◆ GOAL OF THE EXERCISE
Could you reproduce all of these records exactly?

Dataset entries
-=-=-=-=-

Issue #2508, opened 2020-10-01
Multiple spell check dictionaries for Windows seems broken


fredddii:
I am unable to get spell checking to work for an additional dictionary: nl_NL

In the installer I have selected spell check dictionaries to be installed (you could not specify any languages however).

In C:\Users\User\AppData\Local\enchant there are only two 0 KB en_GB files: en_GB.dic and en_GB.exc

In my settings I configured: en_GB, nl_NL

Only en_GB is getting spell checked.

eggsgent:
I have the same issue with nb_NO i 2.16.1

TingPing:
HexChat doesn't ship dictionaries on modern Windows, they are provided by Windows itself.

PR #2731, opened 2022-09-01
Support whitespace between language codes

kissen:
So far, when configuring multiple spell check languages, Hexchat requires users to separate multiple entries with commas and only commas. This patch allows users to also enter whitespace, e.g.

    de_DE, en_US

as is common in many applications.

I believe this patch may resolve issue https://github.com/hexchat/hexchat/issues/2508. I know the current behavior of Hexchat was very confusing to me.

### DIFF
--- a/src/fe-gtk/sexy-spell-entry.c
+++ b/src/fe-gtk/sexy-spell-entry.c
@@ -1255,7 +1255,7 @@ void
 sexy_spell_entry_activate_default_languages(SexySpellEntry *entry)
 {
 	GSList *enchant_langs;
-	char *lang, *langs;
+	char *lang, **i, **langs;
 
 	if (!have_enchant)
 		return;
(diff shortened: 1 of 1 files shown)


TingPing:
Can you test this:

`de_DE , en_US`

I suspect `en_US` will not be picked up. This bit of code uses `strtok()` which reads over the string and `g_strstrip()` modifies the string in-place.

I think the ideal fix for that is using `g_strsplit()` instead of `strtok()`.

kissen:
I tested `foo_FAKE, de_DE , en_US` and both `de_DE` and `en_US` are picked up correctly.

That is because `strtok` splits up `foo_FAKE, de_DE , en_US` into `foo_FAKE`, ` de_DE ` and ` en_US`, that is `strtok` inserts terminating zeroes in-place into the string it is passed. These tokens still contain whitespace which is then removed with `g_strstrip`.

`g_strstrip` just chains `g_strchug` and `g_strchomp`, both of which modify the string in-place, but always return the pointer they were passed to. So something like ` de_DE ` = `{' ', 'd', 'e', '_', 'D', 'E', ' ', 0 }` gets turned to ` de_DE ` = `{'d', 'e', '_', 'D', 'E', 0, 0, 0 }`.

That said, the [documentation for `g_strstrip(str)`](https://docs.gtk.org/glib/func.strstrip.html) does not grantee that it always returns `str`. I will re-write this patch to use `g_strsplit()` instead at next convenience.

TingPing:
> I will re-write this patch to use g_strsplit() instead at next convenience.

Thanks! The less `strtok()` is used the better :)

kissen:
I have updated the pull request to use `g_strsplit_set` rather than `strtok`. We now split on comma, spaces and tab characters. I think for most purposes that is enough.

-=-=-=-=-

◆ RESPONSE TO THE TASK
Issue #2508, opened 2020-10-01
Multiple spell check dictionaries for Windows seems broken


fredddii:
I am unable to get spell checking to work for an additional dictionary: nl_NL

In the installer I have selected spell check dictionaries to be installed (you could not specify any languages however).

In C:\Users\User\AppData\Local\enchant there are only two 0 KB en_GB files: en_GB.dic and en_GB.exc

In my settings I configured: en_GB, nl_NL

Only en_GB is getting spell checked.

eggsgent:
I have the same issue with nb_NO i 2.16.1

TingPing:
HexChat doesn't ship dictionaries on modern Windows, they are provided by Windows itself.

PR #2731, opened 2022-09-01
Support whitespace between language codes

kissen:
So far, when configuring multiple spell check languages, Hexchat requires users to separate multiple entries with commas and only commas. This patch allows users to also enter whitespace, e.g.

    de_DE, en_US

as is common in many applications.

I believe this patch may resolve issue https://github.com/hexchat/hexchat/issues/2508. I know the current behavior of Hexchat was very confusing to me.

### DIFF
--- a/src/fe-gtk/sexy-spell-entry.c
+++ b/src/fe-gtk/sexy-spell-entry.c
@@ -1255,7 +1255,7 @@ void
 sexy_spell_entry_activate_default_languages(SexySpellEntry *entry)
 {
 	GSList *enchant_langs;
-	char *lang, *langs;
+	char *lang, **i, **langs;
 
 	if (!have_enchant)
 		return;
(diff shortened: 1 of 1 files shown)


TingPing:
Can you test this:

`de_DE , en_US`

I suspect `en_US` will not be picked up. This bit of code uses `strtok()` which reads over the string and `g_strstrip()` modifies the string in-place.

I think the ideal fix for that is using `g_strsplit()` instead of `strtok()`.

kissen:
I tested `foo_FAKE, de_DE , en_US` and both `de_DE` and `en_US` are picked up correctly.

That is because `strtok` splits up `foo_FAKE, de_DE , en_US` into `foo_FAKE`, ` de_DE ` and ` en_US`, that is `strtok` inserts terminating zeroes in-place into the string it is passed. These tokens still contain whitespace which is then removed with `g_strstrip`.

`g_strstrip` just chains `g_strchug` and `g_strchomp`, both of which modify the string in-place, but always return the pointer they were passed to. So something like ` de_DE ` = `{' ', 'd', 'e', '_', 'D', 'E', ' ', 0 }` gets turned to ` de_DE ` = `{'d', 'e', '_', 'D', 'E', 0, 0, 0 }`.

That said, the [documentation for `g_strstrip(str)`](https://docs.gtk.org/glib/func.strstrip.html) does not grantee that it always returns `str`. I will re-write this patch to use `g_strsplit()` instead at next convenience.

TingPing:
> I will re-write this patch to use g_strsplit() instead at next convenience.

Thanks! The less `strtok()` is used the better :)

kissen:
I have updated the pull request to use `g_strsplit_set` rather than `strtok`. We now split on comma, spaces and tab characters. I think for most purposes that is enough.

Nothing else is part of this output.